| Exercise |
Look through the data that follows and copy each line with the string "future".

(Dataset entries)
_ _ _ _

PR #1274, opened 2022-12-23
fix: messages randomly not triggering notifications (AR-2867)

vitorhugods:
----

- The **PR Title**

- The **PR Description**
----

# What's new in this PR?

### Issues

When receiving messages with little interval between them, not all messages trigger a notification.

### Causes

When we display a notification for a conversation, we call `markMessagesAsNotified(conversationId, DateTimeUtil.currentIsoDateTimeString())`.

What if the `currentIsoDate` is off by a few seconds in the future compared to the backend's clock? The messages that come from the server within this timespan in the next seconds will NOT trigger a notification.

### Solutions

Don't allow passing some arbitrary datetime, use the datetime of the last received message instead.

#### Test Coverage

### How To Test

I've tried the following experiments:

#### Change the phone's clock to a few minutes in the future

If you advance the device's clock on purpose, so it is 1min in "the future" compared to the server's time. After a notification is received, you should be able to receive another one quickly after. _i.e._ the device's clock should NOT interfere with notifications.

Before the fix, when doing this experiment with 5 minutes, I wasn't able to receive more notifications in the same conversation for 5 minutes.

#### Send messages in quick succession

I attempted to send around 1 message per second, with the contents: `1, 2, 3, 4, 5, 6, 7, 8, 9, 0`.

I was almost always receiving only 1 and 8 before the fix. Sometimes 1 and a 7.

Makes me believe that my emulator and the server are off by around 7 seconds.

Videos documenting it:

https://user-images.githubusercontent.com/9389043/209250161-63a0b425-38c9-4e69-aad4-38281b8be8bc.mp4

https://user-images.githubusercontent.com/9389043/209250194-e1ec1f9f-0dde-4a5c-baa1-136096329829.mp4 

----

----
##### References

### DIFF
--- a/logic/src/commonMain/kotlin/com/wire/kalium/logic/data/message/MessageRepository.kt
+++ b/logic/src/commonMain/kotlin/com/wire/kalium/logic/data/message/MessageRepository.kt
@@ -18,6 +18,7 @@ import com.wire.kalium.logic.feature.message.MessageTarget
 import com.wire.kalium.logic.functional.Either
 import com.wire.kalium.logic.functional.flatMap
 import com.wire.kalium.logic.functional.fold
+import com.wire.kalium.logic.functional.map
 import com.wire.kalium.logic.functional.onFailure
 import com.wire.kalium.logic.functional.onSuccess
 import com.wire.kalium.logic.wrapApiRequest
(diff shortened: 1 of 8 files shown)


mchenani:
One of the topics @MohamadJaara and I discussed couple of times, it that should be marked as notified from the Notification manager or we should mark it as soon as the message fetched from the db?
- A: Fetch the messages need to be notified, notify them then the notification manager decides to mark them as notified!
- B: Fetch the messages need to be notified, we mark them as notified then the notification manager don't need to be responsible for marking them as notified.

vitorhugods:
> One of the topics @MohamadJaara and I discussed couple of times, it that should be marked as notified from the Notification manager or we should mark it as soon as the message fetched from the db?
> 
> * A: Fetch the messages need to be notified, notify them then the notification manager decides to mark them as notified!
> * B: Fetch the messages need to be notified, we mark them as notified then the notification manager don't need to be responsible for marking them as notified.

**B** is adding unexpected side-effects and it cements the notification logic in a way that the apps are unable to customise. It would be similar as getting messages and marking them as read. If the app decides to change its notification logic, or just add some extra layer of logic on top, **B** makes it impossible.

I don't see any issues with **A**.

ohassine (approved):
Confirming the fix 👌 Nicely done ✨

mchenani:
> 
Yes, that's the result we came with, just wanted to share it here and have it on this PR as well.
Mixing logic + getting the notifications should only get them not mark them as notified, then as you said it's the app responsibility to mark them as notified as soon as the criteria is met to not show those messages again.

_ _ _ _

| Written reply |
What if the `currentIsoDate` is off by a few seconds in the future compared to the backend's clock? The messages that come from the server within this timespan in the next seconds will NOT trigger a notification.
#### Change the phone's clock to a few minutes in the future
If you advance the device's clock on purpose, so it is 1min in "the future" compared to the server's time. After a notification is received, you should be able to receive another one quickly after. _i.e._ the device's clock should NOT interfere with notifications.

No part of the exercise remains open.